Division of Corporate & Executive Benefits

There are a multitude of corporate and executive benefits which a spouse may receive if employed by a corporate entity, over and above that spouse’s regular W-2 wages.  It is important in a divorce situation that all such corporate execute benefits are identified and properly valued, especially since these executive benefits can sometimes be the most significant assets of the marriage.  Some of the types of benefits which may be present if one of the spouses is employed by a corporation or is an executive, are:

  • Stock, Stock Options and Restricted Stock: Often, in addition to receiving a salary, an employee or executive will receive stock awards.  Sometimes these awards are simply shares of actual, regular stock.  But sometimes these awards may be in the form of stock options or restricted stock.  This can make the division of the stock more complicated, as the stock may have a vesting schedule, or it may have restrictions on the division of sale of the stock.  And these things will also impact the value of the stock, as well as whether the stock is a marital asset or not, if the vesting schedule is going to continue after the divorce action was filed.  Our lawyers understand the complexities of these types of stock assets, and how to determine whether they are marital, and how to divide them appropriately if they are marital.

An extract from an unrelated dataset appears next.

PR #17008, opened 2026-06-23
perf(xds): replace proto.Equal with xxhash

### LINKED ISSUE #16187: perf(xds): equalSnapshots uses proto.Equal deep-compare every reconcile
## Summary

  • Pensions/401ks: Pensions and 401ks are subject to division in the divorce if they arose during the marriage, or even if they only partially arose during the marriage.  The other spouse is generally entitled to 50% of the portion of the pension of 401k that arose during the marriage.  In order to divide such an asset a special order is often required, called a Qualified Domestic Relations Order (“QDRO”), which has to be entered by the Court and then approved by the plan administrator.  If the pension is the type that will pay a set amount to the spouse at the time of retirement, then the other spouse will generally be entitled to receive his/her share of the payment at the same time the other spouse begins receiving it.  If the account is a 401k account, then the non-owner spouse may be able to receive his/her share of the 401k account as a roll-over into an IRA account, shortly after the divorce is final.
  • Medical or Health Savings Accounts: Medical or Health Savings Accounts are generally considered marital assets, as least up to the amount that was contributed during the marriage, and the amounts which have not already been used toward medical expenses.  If such an account exists, it is important to determine if it is marital, the balance, and the rules which apply to the account as promulgated by the plan by which the account is governed.
  • Management Incentive Plans and Performance Incentive Plans: These plans, and similar plans, are often used by employers to increase performance, reduce turnover, boost morale and loyalty, improve employee wellness, and increase retention.  If such a plan is present in your case, a determination will have to be made as to the exact nature of the plan, the compensation provided in the plan, whether it is intended to reward past performance, or to encourage future performance, or both.  All of these issues will be considered by a Court in determining if the asset is marital or non-marital or partially both.
  • Deferred Compensation Plans: These plans often allow an employee to set aside a portion of his/her income to be paid at a future date.  Sometimes the benefits mature tax-deferred until they are paid over to the employee.  Technically, such a qualified plan is not a retirement plan, but employees often use the plan as a retirement savings account, as it can sometimes be rolled over into an IRA.  Whether or not the plan at issue is a tax-deferred plan, the marital portion of it will likely be divisible as a marital asset, although the non-owner spouse may not be able to obtain his/her share until such time as it is paid to the employee.